-- Input records follows --
Issue #1634, opened 2022-01-07
Avoid using `webmozart/path-util`


ricardoboss:
Apparently, [webmozart/path-util](https://packagist.org/packages/webmozart/path-util) is no longer maintained and infection has it as a dependency.

You should consider changing it to a maintained package or the proposed one: [symfony/filesystem](https://packagist.org/packages/symfony/filesystem).

maks-rafalko:
Thanks. `symfony/filesystem` is already [in our composer.json](https://github.com/infection/infection/blob/e55f980bcd73d365d2c15be786cf026cf063e72f/composer.json#L62) / lock file, so feel free to help with getting rid of `webmozart/path-util`

ricardoboss:
Will look into it!

ricardoboss:
The question is, are you willing to drop support for everything below Symfony 5.4? An alternative could be to just "borrow" the small set of functions used (like `isAbsolute` or `canonicalize`) and put them as static functions somewhere in the infection codebase.

What do you think?

maks-rafalko:
> The question is, are you willing to drop support for everything below Symfony 5.4?

hm.. didn't think about it, I guess now, because now we support `"symfony/filesystem": "^3.4.29 || ^4.1.19 || ^5.0 || ^6.0",`

> An alternative could be to just "borrow" the small set of functions used 

then the question is what is better - just continue depending on the abandoned package or copy the code to our codebase? What is the drawbacks of using `webmozart/path-util` except warning message?

ricardoboss:
IMHO it's more of an emotional drawback. It's not really assuring when installing a package and the first thing you see is: "This package has an abadoned dependency!"

Technically it should be fine, I think. (at last as long as it's available on packagist...)

theofidry:
Pretty mch as @ricardoboss pointed out. AFAIK path-util is very stable and didn't require a single patch for several years so code-wise it is unlikely to get out of sync any time soon. So it's mostly about whether the message is prohibitive or not

maks-rafalko:
> IMHO it's more of an emotional drawback. It's not really assuring when installing a package and the first thing you see is: "This package has an abadoned dependency!"

Well, keeping in mind that we can't upgrade to `symfony/filesystem:^5.4` and keeping in mind that _any_ project will see this orange warning message - personally I'm ok to get rid of  `webmozart/path-util` and copy 4 used functions to Infection codebase.

RodideBoer:
[...]

PR #1693, opened 2022-05-30
Replace abandoned `webmozart/path-util` with `symfony/filesystem`

martinssipenko:
This PR:

Replaces abandoned `webmozart/path-util` with `symfony/filesystem`.

Fixes https://github.com/infection/infection/issues/1634

### DIFF
--- a/composer.json
+++ b/composer.json
@@ -59,7 +59,7 @@
         "sebastian/diff": "^3.0.2 || ^4.0",
         "seld/jsonlint": "^1.7",
         "symfony/console": "^3.4.29 || ^4.1.19 || ^5.0 || ^6.0",
-        "symfony/filesystem": "^3.4.29 || ^4.1.19 || ^5.0 || ^6.0",
+        "symfony/filesystem": "^5.4 || ^6.0",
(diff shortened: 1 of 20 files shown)


martinssipenko:
I just noticed the conversation in #1634 about dropping Symfony below `5.4`. Question I have is why do you need to keep those old Symfony versions?

maks-rafalko (approved):
I think we don't need it.

image

All the versions below 5.4 EOLd, so personally I'm ok with the current state of this PR.

Users with older SF versions will use Infection <= 0.26.10

martinssipenko:
@maks-rafalko dunno whether 4.4 works on PHP 8.0, which is required for Infection. Will you merge the PR then? I later can follow up with another one to remove < 5.4 altogether.

maks-rafalko:
> dunno whether 4.4 works on PHP 8.0

according to symfony repostiories and GH Actions, it works even on 8.1

> Will you merge the PR then?

yes, right now

> I later can follow up with another one to remove < 5.4 altogether.

do you think it's needed? for what reason?

maks-rafalko:
Released: https://github.com/infection/infection/releases/tag/0.26.11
-- Input records concluded --
Report how many lines of the listing hold the string "altogether", giving only the number.

2